> _What the task asks_: Below are the entries; return every line among them that holds the word "implement".

Collected data entries:
┄┄┄┄┄┄┄┄┄┄
PR #1094, opened 2020-12-15
Explicit M-N relations

ryands17:


content/500-support/100-help-articles/200-working-with-many-to-many-relations.mdx
```diff
@@ -0,0 +1,190 @@
+---
+title: 'Working with many-to-many relations with Prisma'
+metaTitle: 'Working with many-to-many relations with Prisma'
+metaDescription: 'Learn how you can model and query implicit and explicit many-to-many relations with Prisma'
+---
+
+## Problem
+
+Lots of users have queries about can one model many-to-many relations and query for the data using Prisma. Here are two examples one implicit and one explicit to show how you can handle these with Prisma.
```
nikolasburk:
```suggestion
Modeling and querying many-to-many relations in relational databases can be challenging. This article shows two examples how this can be approached with Prisma. The first example uses an [implicit](../../concepts/components/prisma-schema/relations#implicit-many-to-many-relations) and the second one uses an [explicit](../../concepts/components/prisma-schema/relations#explicit-many-to-many-relations) many-to-many relation.
```

nikolasburk: Side-note: I suggest to not use the term "query" when talking about user requests, just because the terms is already super ambiguous/overloaded 😄 in most cases, I think "question" feels a lot more appropriate.

content/500-support/100-help-articles/200-working-with-many-to-many-relations.mdx
```diff
@@ -0,0 +1,190 @@
...
+
+## Solution
+
+### Implicit relations
+
+This is a type of many-to-many relation where Prisma handles the join table internally. A basic example for an implicity many-to-many relation would look like this:
```
nikolasburk: Our official term for join table is [relation table](https://www.prisma.io/docs/concepts/components/prisma-schema/relations#relation-tables):

```suggestion
This is a type of many-to-many relation where Prisma handles the [relation table](../../concepts/components/prisma-schema/relations#relation-tables) internally. A basic example for an implicit many-to-many relation would look like this:
```

content/500-support/100-help-articles/200-working-with-many-to-many-relations.mdx
```diff
@@ -0,0 +1,190 @@
...
+}
+
+model Tag {
+  id    Int        @id @default(autoincrement())
+  name  String     @unique
+  posts PostTags[]
+}
+```
+
+Adding tags to a post would be a create into the join table (`PostTags`) as well as into the tags table (`Tag`):
```
nikolasburk:
```suggestion
Adding tags to a post would be a create into the relation table (`PostTags`) as well as into the tags table (`Tag`):
```

content/500-support/100-help-articles/200-working-with-many-to-many-relations.mdx
```diff
@@ -0,0 +1,190 @@
...
+          "id": 2,
+          "name": "dev"
+        }
+      }
+    ]
+  }
+]
+```
+
+Sometimes, it's not ideal to show the data for the join table in your UI. In this case, it's best to map the data after fetching it on the server itself and sending that response to the frontend.
```
nikolasburk:
```suggestion
Sometimes, it's not ideal to show the data for the relation table in your UI. In this case, it's best to map the data after fetching it on the server itself and sending that response to the frontend.
```

content/500-support/100-help-articles/200-working-with-many-to-many-relations.mdx
```diff
@@ -0,0 +1,190 @@
...
+      {
+        "id": 2,
+        "name": "dev"
+      }
+    ]
+  }
+]
+```
+
+So this was how you can implement Implicit and Explicit many-to-many relations and querying for them using Prisma.
```
nikolasburk:
```suggestion
This article showed how you can implement implicit and explicit many-to-many relations and query them using Prisma Client.
```

content/500-support/100-help-articles/200-working-with-many-to-many-relations.mdx
```diff
@@ -0,0 +1,190 @@
...
+  data: {
+    title: 'Prisma is awesome!',
+    tags: { set: [{ id: 1 }, { id: 2 }], create: { name: 'typescript' } },
+  },
+})
+```
+
+### Explicit relations
+
+Explicit relations mostly need to be created in cases where you would need to store extra fields in the join table or if you're introspecting an existing database that already has many-to-many relations setup. This is the same schema used above but with an explicit join table:
```
nikolasburk:
```suggestion
Explicit relations mostly need to be created in cases where you need to store extra fields in the relation table or if you're [introspecting](https://www.prisma.io/docs/reference/tools-and-interfaces/introspection) an existing database that already has many-to-many relations setup. This is the same schema used above but with an explicit relation table:
```

nikolasburk (changes requested):
Looks great! I made a couple of suggestions that you can just commit, but then it should be good to publish 🚀

content/500-support/100-help-articles/200-working-with-many-to-many-relations.mdx
```diff
@@ -0,0 +1,190 @@
+---
+title: 'Modeling and querying with many-to-many relations'
```
nikolasburk:
```suggestion
title: 'Modeling and querying many-to-many relations'
```

content/500-support/100-help-articles/200-working-with-many-to-many-relations.mdx
```diff
@@ -0,0 +1,190 @@
...
+metaTitle: 'Modeling and querying with many-to-many relations'
```
nikolasburk:
```suggestion
metaTitle: 'Modeling and querying many-to-many relations'
```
┄┄┄┄┄┄┄┄┄┄
> _Task solution_:
+So this was how you can implement Implicit and Explicit many-to-many relations and querying for them using Prisma.
This article showed how you can implement implicit and explicit many-to-many relations and query them using Prisma Client.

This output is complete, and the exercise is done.